··· Supplied material

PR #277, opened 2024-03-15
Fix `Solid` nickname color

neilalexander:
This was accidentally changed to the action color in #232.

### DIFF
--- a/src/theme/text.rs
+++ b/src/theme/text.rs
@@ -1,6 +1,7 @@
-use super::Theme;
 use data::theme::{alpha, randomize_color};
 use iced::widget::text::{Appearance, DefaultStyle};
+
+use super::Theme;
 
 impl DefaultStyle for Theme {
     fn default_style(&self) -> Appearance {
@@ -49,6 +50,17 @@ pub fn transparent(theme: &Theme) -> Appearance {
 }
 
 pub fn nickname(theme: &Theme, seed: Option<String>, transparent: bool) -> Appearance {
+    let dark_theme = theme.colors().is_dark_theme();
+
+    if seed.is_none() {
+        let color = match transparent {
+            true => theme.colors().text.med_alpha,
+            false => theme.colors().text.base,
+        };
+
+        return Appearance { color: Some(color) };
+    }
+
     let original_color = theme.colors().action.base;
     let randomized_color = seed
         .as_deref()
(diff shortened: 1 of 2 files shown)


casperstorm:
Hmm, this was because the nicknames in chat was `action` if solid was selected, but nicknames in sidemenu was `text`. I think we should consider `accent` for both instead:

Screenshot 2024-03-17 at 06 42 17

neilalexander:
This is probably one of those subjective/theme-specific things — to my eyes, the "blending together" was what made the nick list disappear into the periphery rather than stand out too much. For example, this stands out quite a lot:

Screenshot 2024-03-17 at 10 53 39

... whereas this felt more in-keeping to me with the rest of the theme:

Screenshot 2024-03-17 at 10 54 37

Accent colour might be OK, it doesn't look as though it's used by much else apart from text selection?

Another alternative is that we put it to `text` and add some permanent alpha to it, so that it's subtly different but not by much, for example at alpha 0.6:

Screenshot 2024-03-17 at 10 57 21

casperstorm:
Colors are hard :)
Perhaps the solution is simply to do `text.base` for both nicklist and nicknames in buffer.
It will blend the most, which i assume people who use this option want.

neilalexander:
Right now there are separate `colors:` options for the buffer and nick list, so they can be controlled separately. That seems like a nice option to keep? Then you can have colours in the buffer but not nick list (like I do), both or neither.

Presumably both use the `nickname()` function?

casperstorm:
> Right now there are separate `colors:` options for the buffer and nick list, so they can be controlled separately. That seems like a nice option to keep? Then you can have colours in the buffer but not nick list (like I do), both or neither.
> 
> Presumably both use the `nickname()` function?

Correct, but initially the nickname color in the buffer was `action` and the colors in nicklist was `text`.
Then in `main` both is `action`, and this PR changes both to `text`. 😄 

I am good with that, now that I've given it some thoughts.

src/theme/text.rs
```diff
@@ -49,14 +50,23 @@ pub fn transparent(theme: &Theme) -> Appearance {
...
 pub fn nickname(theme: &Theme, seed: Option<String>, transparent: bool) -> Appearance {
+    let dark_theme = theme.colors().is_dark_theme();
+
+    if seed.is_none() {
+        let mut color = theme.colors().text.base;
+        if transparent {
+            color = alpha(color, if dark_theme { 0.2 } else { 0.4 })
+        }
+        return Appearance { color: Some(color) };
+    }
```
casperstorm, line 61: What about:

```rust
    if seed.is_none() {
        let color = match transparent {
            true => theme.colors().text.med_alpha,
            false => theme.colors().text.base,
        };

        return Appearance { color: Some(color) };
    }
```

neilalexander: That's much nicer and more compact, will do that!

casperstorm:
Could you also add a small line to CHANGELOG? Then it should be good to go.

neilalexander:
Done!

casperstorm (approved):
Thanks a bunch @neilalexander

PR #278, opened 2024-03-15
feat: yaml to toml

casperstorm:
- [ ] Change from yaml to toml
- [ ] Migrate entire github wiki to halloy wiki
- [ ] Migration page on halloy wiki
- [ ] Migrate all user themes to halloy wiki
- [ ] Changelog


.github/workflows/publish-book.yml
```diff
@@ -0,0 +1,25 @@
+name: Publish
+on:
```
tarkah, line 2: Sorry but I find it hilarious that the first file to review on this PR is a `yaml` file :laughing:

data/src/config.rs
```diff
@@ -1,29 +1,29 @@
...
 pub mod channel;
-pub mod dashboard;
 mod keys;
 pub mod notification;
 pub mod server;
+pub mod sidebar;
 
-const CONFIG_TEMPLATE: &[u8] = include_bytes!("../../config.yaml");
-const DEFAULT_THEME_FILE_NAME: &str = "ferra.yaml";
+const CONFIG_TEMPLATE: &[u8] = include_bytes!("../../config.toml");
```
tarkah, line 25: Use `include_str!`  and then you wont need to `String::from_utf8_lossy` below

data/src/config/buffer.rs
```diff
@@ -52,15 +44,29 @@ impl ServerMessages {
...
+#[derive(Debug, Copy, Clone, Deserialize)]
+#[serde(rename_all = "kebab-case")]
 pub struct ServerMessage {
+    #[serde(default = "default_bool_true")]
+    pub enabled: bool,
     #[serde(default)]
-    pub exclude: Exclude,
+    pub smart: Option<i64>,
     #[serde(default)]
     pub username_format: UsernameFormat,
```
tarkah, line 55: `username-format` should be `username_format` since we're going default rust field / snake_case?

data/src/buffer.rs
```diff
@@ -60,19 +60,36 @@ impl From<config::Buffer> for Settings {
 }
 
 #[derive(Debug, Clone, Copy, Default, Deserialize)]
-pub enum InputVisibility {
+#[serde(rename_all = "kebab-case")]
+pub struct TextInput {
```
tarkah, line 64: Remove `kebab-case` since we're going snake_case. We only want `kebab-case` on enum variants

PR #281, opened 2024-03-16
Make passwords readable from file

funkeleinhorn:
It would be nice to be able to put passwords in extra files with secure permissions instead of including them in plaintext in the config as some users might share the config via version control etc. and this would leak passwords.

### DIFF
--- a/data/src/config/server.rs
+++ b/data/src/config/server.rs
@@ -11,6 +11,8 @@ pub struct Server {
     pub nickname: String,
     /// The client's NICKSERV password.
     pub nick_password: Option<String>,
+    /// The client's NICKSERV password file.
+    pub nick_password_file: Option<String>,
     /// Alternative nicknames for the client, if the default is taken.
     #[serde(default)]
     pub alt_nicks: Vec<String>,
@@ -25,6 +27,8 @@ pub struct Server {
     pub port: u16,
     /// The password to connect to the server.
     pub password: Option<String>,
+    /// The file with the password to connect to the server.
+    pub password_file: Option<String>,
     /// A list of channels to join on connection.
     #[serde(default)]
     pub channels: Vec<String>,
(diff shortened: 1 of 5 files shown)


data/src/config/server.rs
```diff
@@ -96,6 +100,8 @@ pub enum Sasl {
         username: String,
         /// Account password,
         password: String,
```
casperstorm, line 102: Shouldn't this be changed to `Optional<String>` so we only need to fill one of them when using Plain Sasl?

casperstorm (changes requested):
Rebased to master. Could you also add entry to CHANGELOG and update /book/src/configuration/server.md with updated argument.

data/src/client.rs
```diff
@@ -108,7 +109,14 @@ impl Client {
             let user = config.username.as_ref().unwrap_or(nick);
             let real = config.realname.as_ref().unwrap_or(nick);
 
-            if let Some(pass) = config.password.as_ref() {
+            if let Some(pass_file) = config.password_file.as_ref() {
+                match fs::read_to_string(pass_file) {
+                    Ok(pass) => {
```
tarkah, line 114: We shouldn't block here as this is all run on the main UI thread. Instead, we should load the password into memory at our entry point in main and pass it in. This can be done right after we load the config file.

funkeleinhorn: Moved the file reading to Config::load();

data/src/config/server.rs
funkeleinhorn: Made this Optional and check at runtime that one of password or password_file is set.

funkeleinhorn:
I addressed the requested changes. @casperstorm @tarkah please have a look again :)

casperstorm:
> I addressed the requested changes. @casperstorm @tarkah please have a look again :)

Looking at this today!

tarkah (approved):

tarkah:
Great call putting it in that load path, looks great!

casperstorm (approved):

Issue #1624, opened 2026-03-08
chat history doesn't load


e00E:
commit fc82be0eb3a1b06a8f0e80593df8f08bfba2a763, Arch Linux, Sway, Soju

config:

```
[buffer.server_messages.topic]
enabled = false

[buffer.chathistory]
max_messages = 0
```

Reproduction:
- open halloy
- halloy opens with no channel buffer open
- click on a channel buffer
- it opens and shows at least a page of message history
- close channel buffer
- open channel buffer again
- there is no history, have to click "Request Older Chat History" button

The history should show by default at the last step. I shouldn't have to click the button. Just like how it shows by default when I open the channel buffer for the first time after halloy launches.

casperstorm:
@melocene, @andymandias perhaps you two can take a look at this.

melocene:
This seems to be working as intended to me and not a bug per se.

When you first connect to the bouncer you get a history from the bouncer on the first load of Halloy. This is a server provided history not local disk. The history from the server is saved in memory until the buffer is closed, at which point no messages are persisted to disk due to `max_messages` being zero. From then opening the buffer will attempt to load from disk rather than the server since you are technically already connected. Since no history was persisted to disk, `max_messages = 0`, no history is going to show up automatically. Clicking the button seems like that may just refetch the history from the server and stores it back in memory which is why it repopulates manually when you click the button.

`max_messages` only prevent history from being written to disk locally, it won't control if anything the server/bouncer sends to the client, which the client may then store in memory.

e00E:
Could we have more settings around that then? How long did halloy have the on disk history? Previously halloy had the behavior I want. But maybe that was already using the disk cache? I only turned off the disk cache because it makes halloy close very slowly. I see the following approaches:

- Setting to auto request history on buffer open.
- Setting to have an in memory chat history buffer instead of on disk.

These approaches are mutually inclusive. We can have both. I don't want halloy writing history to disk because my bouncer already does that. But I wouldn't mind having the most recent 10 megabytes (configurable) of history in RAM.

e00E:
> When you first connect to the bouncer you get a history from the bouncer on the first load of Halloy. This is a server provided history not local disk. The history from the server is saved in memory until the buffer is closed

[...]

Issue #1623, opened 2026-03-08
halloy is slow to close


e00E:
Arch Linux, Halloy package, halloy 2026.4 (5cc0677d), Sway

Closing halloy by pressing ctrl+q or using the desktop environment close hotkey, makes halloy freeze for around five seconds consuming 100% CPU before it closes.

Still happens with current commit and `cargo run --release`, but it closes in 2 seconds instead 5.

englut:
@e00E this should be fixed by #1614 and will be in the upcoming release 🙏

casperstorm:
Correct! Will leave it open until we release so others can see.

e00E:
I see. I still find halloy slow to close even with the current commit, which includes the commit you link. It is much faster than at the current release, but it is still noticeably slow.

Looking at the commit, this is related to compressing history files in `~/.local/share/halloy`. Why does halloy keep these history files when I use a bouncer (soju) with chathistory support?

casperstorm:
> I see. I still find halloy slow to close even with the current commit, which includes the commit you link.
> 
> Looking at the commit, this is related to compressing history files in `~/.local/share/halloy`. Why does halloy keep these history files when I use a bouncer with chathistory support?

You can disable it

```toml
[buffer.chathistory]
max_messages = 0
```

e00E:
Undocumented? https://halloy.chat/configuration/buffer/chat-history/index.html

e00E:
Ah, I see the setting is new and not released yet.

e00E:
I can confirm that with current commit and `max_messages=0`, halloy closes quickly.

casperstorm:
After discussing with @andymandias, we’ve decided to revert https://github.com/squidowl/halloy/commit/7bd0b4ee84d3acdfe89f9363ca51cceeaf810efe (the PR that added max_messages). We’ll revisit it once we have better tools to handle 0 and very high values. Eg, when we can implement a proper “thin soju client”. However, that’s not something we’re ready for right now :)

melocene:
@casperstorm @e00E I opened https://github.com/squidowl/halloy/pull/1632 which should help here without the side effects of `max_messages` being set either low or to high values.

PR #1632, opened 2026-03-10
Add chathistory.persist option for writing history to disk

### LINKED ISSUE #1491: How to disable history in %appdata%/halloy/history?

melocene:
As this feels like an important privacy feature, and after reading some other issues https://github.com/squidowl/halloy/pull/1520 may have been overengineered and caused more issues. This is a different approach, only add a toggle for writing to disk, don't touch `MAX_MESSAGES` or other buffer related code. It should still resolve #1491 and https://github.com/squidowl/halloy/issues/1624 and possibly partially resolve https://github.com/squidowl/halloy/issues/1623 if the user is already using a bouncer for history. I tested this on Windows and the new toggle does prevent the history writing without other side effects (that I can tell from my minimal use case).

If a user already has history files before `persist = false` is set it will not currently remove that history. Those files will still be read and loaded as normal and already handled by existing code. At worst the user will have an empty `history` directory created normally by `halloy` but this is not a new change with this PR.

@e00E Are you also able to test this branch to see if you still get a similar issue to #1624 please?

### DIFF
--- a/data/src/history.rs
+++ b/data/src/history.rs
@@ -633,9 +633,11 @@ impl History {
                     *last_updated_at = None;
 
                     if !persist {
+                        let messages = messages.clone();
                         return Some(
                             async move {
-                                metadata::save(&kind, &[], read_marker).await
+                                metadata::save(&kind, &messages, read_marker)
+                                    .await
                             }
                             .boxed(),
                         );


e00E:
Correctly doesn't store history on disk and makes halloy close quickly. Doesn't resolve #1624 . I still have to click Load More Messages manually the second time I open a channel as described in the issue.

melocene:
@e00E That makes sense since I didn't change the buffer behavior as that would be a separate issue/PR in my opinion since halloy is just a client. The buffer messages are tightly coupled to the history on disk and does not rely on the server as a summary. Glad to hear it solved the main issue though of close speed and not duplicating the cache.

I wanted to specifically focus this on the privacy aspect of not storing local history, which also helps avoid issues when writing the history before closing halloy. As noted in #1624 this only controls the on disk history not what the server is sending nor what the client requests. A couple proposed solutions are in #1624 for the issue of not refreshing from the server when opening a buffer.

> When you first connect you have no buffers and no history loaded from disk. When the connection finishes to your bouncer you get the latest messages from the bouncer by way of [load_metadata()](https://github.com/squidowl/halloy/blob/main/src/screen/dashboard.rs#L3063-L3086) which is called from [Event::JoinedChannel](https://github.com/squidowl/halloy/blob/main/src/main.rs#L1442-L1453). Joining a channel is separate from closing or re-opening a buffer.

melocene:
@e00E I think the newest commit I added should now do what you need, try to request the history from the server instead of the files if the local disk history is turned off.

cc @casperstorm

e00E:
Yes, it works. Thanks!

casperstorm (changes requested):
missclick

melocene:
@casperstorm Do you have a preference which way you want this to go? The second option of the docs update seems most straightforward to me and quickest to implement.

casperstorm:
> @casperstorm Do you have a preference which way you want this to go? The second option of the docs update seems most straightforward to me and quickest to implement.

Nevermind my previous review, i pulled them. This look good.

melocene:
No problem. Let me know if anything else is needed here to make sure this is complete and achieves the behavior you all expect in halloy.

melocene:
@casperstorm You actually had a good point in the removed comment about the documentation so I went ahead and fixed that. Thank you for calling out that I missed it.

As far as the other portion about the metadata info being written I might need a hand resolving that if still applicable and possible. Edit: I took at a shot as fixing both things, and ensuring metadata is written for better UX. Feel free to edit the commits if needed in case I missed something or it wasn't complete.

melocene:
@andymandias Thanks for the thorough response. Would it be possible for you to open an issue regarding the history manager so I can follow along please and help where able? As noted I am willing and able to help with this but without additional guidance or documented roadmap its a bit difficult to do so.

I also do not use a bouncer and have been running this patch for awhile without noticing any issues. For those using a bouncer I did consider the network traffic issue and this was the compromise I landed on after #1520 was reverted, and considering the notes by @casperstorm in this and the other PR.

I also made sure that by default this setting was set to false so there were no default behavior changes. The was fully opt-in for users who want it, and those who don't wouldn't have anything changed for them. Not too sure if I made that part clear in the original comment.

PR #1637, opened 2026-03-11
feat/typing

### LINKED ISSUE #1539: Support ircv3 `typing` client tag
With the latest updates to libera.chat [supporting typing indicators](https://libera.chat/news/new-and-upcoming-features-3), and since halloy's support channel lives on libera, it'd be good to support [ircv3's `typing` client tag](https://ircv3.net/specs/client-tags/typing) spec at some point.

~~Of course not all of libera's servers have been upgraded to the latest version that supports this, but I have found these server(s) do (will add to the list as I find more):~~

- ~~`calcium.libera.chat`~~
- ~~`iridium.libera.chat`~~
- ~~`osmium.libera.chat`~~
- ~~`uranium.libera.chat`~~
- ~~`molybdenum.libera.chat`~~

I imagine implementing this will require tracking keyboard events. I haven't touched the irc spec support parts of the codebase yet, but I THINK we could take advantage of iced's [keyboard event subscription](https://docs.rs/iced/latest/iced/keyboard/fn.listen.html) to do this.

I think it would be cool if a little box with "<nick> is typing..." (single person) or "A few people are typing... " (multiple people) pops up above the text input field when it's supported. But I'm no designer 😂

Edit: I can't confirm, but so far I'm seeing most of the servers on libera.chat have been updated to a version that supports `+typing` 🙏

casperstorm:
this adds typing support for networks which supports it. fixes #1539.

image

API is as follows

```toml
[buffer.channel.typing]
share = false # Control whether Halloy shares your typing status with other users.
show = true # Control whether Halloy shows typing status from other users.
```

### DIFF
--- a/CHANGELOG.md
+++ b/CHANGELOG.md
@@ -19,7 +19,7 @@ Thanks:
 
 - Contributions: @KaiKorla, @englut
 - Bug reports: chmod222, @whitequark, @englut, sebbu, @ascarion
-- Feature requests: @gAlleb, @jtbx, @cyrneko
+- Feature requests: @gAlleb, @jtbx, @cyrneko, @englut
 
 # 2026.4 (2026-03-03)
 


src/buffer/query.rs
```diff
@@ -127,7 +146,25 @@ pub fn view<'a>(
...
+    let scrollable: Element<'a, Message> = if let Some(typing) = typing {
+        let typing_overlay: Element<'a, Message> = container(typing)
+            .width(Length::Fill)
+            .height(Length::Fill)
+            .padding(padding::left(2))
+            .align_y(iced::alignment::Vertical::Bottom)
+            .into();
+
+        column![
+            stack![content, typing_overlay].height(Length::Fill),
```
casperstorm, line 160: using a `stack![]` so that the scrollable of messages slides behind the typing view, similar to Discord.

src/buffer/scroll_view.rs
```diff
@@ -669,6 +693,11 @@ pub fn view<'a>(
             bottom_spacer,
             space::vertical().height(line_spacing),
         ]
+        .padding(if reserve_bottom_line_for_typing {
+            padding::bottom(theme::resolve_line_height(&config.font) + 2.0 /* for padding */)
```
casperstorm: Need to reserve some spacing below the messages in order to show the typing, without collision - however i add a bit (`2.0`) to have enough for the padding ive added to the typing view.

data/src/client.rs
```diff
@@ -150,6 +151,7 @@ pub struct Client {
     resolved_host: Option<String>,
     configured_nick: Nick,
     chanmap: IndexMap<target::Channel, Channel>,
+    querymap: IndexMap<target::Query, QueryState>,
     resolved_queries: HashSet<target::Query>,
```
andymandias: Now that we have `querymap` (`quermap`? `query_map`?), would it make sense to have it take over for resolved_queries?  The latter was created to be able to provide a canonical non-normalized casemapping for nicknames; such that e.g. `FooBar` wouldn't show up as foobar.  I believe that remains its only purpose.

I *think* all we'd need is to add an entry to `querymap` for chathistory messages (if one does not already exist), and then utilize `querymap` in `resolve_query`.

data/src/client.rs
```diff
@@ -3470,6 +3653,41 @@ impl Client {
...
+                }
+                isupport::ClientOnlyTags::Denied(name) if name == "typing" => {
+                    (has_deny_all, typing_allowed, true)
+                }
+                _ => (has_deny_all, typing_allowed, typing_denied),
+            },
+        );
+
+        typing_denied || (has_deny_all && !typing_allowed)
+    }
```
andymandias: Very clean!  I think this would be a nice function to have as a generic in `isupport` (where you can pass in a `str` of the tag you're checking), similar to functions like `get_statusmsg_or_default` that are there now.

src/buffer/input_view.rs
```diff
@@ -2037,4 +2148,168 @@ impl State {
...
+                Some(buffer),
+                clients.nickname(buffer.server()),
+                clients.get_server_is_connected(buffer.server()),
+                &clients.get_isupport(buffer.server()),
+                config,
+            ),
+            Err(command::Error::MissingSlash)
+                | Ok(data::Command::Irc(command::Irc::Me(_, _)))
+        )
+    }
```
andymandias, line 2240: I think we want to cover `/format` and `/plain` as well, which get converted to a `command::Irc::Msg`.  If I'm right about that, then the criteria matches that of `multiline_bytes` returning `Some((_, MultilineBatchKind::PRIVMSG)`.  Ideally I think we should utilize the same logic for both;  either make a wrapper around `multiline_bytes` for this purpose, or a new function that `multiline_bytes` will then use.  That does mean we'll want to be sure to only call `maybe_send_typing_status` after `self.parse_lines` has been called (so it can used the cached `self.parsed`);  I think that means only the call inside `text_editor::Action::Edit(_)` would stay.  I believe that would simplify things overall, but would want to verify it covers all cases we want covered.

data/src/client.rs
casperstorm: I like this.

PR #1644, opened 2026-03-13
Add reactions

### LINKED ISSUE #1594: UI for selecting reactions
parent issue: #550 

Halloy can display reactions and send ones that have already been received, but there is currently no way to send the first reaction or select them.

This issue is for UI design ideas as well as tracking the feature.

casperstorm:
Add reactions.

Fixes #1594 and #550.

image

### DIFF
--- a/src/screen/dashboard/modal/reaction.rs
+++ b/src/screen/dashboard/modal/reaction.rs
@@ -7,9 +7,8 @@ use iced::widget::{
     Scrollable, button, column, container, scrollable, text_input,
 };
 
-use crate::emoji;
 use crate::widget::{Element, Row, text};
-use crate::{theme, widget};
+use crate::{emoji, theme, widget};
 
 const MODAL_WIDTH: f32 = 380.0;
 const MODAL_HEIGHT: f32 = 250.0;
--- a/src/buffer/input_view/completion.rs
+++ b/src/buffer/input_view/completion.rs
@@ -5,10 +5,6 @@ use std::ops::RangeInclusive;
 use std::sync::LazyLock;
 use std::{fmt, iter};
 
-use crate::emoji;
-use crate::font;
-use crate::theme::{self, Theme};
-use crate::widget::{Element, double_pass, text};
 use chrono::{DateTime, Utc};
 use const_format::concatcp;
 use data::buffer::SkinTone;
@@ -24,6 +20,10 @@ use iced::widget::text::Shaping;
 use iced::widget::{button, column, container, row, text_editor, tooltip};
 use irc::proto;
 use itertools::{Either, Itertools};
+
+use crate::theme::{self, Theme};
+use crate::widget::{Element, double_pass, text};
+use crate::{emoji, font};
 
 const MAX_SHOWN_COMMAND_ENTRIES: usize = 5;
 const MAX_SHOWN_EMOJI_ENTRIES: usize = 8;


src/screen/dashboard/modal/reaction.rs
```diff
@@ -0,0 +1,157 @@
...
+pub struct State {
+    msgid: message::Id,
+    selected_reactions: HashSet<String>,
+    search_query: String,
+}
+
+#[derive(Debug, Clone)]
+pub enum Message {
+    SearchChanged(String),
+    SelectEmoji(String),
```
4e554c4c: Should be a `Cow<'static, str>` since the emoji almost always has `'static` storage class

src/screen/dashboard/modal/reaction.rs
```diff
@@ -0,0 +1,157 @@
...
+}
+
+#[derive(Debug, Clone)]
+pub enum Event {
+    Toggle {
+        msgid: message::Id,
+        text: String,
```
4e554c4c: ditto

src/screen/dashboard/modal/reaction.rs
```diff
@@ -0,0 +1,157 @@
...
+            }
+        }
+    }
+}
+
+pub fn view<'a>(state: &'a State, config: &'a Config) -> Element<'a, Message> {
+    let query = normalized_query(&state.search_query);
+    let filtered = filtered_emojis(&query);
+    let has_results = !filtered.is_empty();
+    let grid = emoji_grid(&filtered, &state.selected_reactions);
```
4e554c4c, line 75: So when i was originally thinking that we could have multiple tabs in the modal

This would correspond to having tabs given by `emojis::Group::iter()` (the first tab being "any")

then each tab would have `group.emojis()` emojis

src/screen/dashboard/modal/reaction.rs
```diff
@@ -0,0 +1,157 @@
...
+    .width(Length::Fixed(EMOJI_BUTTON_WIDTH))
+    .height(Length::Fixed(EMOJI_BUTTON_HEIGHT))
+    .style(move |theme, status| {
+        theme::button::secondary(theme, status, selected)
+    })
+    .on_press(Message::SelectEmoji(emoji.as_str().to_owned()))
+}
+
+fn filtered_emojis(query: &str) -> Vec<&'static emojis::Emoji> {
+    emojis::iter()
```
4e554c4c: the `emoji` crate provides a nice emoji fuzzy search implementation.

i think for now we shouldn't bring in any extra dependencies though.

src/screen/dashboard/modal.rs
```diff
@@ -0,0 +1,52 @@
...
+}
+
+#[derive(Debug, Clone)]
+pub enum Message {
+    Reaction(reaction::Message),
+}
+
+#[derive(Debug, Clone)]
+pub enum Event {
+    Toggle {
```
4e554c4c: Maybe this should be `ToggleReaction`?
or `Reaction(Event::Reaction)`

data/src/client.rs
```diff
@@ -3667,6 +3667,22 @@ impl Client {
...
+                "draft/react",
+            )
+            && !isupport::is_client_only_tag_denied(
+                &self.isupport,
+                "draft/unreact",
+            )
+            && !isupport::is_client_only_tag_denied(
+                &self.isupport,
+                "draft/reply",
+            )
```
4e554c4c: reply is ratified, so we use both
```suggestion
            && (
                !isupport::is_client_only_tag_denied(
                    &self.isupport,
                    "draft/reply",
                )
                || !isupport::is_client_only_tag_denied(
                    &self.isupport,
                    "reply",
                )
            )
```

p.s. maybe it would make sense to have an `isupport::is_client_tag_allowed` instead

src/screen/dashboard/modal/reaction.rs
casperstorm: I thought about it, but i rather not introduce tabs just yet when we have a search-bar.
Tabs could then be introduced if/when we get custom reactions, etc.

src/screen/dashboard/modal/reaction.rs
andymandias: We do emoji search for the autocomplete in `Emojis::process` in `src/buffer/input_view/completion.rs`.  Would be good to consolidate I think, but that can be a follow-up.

······

For the word "rather", say how many lines of the records above contain it. Reply with the number alone.

__Output for this task__: 3